*** Entries provided ***

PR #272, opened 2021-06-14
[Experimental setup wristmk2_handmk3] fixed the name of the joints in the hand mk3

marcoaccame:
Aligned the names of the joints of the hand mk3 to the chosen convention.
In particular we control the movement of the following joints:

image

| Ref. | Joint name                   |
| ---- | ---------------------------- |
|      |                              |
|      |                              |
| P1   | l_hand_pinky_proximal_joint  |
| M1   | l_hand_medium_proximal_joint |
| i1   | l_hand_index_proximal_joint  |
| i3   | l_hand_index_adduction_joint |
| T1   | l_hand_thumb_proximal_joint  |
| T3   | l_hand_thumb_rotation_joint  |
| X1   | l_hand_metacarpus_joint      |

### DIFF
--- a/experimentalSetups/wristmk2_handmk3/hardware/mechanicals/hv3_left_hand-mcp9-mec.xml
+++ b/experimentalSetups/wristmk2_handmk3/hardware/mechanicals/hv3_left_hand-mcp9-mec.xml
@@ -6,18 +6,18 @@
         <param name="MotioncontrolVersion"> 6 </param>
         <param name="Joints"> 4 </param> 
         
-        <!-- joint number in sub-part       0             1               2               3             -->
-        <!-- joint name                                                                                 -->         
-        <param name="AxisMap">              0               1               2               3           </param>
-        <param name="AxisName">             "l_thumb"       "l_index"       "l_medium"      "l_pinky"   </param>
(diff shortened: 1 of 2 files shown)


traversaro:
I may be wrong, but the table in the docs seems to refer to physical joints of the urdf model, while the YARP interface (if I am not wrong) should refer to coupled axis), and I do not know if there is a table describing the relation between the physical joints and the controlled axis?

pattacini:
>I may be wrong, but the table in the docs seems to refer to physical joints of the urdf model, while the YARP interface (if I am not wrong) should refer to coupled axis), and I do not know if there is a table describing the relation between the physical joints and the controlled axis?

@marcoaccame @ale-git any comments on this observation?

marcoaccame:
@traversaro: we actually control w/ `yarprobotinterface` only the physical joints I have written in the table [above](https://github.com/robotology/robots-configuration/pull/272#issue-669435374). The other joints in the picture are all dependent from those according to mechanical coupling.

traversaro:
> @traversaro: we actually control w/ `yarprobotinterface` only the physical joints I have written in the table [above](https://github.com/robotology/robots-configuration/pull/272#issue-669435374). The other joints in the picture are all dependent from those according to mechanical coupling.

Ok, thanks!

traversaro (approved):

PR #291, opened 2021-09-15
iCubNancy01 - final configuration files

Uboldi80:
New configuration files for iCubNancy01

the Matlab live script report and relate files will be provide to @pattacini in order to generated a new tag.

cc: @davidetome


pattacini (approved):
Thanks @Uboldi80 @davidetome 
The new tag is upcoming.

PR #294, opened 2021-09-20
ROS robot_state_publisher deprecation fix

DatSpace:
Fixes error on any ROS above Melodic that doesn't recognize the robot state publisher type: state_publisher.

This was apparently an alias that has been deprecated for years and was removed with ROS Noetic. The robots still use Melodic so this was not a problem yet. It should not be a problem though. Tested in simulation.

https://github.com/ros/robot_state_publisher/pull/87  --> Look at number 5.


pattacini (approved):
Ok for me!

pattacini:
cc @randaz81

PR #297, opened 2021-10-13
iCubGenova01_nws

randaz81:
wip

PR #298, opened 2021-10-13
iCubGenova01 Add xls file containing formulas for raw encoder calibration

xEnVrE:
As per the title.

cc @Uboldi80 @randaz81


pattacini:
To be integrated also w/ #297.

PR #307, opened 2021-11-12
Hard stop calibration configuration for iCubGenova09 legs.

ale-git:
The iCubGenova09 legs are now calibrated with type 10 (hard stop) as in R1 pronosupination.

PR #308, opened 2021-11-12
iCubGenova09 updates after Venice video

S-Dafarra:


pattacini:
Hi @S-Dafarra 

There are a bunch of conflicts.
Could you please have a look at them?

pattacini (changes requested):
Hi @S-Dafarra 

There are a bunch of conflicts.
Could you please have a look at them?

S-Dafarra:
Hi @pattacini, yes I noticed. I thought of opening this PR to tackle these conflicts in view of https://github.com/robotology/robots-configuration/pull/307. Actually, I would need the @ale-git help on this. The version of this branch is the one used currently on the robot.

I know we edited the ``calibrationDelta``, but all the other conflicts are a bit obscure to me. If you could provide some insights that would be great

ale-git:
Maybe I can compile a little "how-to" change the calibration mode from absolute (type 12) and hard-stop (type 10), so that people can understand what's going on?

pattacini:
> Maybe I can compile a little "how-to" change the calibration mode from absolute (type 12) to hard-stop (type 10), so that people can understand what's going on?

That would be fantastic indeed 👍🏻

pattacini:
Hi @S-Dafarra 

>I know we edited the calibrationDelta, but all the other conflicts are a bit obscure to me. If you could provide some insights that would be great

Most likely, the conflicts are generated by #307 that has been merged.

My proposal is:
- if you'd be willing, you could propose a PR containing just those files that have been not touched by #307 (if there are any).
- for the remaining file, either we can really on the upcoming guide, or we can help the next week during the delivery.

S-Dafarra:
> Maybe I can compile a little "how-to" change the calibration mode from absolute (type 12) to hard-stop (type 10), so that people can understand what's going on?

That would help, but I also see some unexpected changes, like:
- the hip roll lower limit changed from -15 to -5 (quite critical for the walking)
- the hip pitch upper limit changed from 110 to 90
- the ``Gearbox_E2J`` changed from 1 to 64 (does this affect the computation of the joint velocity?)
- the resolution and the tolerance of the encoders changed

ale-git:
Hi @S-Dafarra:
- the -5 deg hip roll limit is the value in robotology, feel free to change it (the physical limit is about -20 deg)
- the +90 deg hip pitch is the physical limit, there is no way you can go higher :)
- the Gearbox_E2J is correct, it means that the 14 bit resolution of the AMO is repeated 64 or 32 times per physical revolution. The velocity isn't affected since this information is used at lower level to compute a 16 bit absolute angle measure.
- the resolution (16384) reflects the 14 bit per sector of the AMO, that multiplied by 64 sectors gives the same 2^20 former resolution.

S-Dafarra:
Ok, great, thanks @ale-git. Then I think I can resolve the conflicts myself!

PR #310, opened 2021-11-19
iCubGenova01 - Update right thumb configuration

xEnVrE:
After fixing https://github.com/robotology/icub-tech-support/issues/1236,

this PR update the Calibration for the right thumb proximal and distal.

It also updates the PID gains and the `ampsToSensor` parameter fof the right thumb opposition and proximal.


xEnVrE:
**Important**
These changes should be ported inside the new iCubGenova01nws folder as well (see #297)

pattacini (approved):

***
*** Entries provided ***

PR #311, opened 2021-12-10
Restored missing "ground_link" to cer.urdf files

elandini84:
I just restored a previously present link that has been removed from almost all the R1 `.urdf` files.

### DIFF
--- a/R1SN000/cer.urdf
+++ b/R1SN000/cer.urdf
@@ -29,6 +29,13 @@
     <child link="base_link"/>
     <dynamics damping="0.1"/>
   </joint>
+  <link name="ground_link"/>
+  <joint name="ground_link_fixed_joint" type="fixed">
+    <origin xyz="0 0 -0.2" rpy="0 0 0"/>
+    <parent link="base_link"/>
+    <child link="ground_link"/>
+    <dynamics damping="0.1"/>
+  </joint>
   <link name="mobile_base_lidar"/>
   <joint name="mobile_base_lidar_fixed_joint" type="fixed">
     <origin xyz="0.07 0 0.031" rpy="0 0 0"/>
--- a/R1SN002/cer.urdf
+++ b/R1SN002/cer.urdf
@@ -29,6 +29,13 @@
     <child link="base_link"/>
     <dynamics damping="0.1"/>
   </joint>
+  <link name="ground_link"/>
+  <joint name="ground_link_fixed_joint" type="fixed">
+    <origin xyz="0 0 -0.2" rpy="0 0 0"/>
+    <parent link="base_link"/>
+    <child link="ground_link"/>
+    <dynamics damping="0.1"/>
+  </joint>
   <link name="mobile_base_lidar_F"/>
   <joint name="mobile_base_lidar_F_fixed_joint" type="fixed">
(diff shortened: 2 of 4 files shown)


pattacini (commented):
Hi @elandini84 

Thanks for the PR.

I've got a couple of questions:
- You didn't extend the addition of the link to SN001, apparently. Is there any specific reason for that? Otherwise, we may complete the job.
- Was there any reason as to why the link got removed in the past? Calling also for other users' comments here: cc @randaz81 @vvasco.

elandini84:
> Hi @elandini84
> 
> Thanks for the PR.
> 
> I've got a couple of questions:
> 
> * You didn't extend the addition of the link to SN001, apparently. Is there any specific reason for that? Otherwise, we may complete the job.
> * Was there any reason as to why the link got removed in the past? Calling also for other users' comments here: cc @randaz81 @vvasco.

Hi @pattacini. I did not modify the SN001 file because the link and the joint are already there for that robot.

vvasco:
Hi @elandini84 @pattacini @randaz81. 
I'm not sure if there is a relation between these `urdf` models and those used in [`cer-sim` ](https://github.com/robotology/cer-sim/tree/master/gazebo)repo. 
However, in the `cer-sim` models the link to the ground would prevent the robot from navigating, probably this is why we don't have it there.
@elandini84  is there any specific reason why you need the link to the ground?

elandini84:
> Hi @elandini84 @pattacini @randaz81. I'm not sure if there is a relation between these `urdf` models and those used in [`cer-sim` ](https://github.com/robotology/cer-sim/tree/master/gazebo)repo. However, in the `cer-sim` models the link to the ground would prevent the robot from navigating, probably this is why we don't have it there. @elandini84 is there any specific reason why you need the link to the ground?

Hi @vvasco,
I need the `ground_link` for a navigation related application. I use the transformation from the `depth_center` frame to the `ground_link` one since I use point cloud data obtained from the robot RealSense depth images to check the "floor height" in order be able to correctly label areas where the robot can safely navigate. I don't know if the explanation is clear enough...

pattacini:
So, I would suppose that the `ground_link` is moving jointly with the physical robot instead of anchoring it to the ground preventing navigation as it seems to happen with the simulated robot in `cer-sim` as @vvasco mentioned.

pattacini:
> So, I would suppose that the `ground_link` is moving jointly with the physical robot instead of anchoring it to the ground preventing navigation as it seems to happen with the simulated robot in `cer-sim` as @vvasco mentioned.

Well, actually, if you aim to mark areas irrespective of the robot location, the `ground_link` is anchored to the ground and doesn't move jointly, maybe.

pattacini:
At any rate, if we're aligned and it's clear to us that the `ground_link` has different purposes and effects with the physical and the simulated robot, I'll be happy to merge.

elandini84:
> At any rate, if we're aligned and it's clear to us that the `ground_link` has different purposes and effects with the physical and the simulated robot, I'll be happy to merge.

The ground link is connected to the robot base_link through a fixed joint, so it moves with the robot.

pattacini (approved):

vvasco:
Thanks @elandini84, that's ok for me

***
*** Entries provided ***

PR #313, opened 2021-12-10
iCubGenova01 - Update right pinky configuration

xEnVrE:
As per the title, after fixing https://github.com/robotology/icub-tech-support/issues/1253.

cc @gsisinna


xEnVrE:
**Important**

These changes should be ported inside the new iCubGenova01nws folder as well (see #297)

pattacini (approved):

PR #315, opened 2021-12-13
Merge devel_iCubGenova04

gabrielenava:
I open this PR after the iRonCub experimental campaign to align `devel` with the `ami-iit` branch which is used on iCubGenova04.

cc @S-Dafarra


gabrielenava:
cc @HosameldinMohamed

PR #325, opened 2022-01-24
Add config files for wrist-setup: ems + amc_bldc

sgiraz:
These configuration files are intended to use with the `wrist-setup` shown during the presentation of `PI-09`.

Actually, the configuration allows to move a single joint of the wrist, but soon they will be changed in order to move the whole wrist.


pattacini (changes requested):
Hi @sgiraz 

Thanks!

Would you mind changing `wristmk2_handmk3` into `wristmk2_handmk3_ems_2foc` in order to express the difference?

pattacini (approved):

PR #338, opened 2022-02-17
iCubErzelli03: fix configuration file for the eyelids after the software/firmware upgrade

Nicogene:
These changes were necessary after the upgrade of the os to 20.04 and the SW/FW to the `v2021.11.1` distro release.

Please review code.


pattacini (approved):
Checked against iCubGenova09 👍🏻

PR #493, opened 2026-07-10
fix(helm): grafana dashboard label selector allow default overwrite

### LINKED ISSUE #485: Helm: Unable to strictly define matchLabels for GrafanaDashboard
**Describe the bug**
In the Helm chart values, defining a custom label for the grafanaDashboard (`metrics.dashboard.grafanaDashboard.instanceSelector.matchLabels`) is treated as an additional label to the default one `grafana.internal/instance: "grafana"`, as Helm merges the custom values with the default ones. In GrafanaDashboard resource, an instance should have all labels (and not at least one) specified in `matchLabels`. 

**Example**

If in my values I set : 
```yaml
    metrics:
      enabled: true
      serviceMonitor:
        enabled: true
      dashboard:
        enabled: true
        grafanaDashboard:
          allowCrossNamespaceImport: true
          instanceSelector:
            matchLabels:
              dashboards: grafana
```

***

▸ **Exercise goal**:
From the material above, copy every line where the word "extend" is found.

▸ **Response**:
- You didn't extend the addition of the link to SN001, apparently. Is there any specific reason for that? Otherwise, we may complete the job.
> * You didn't extend the addition of the link to SN001, apparently. Is there any specific reason for that? Otherwise, we may complete the job.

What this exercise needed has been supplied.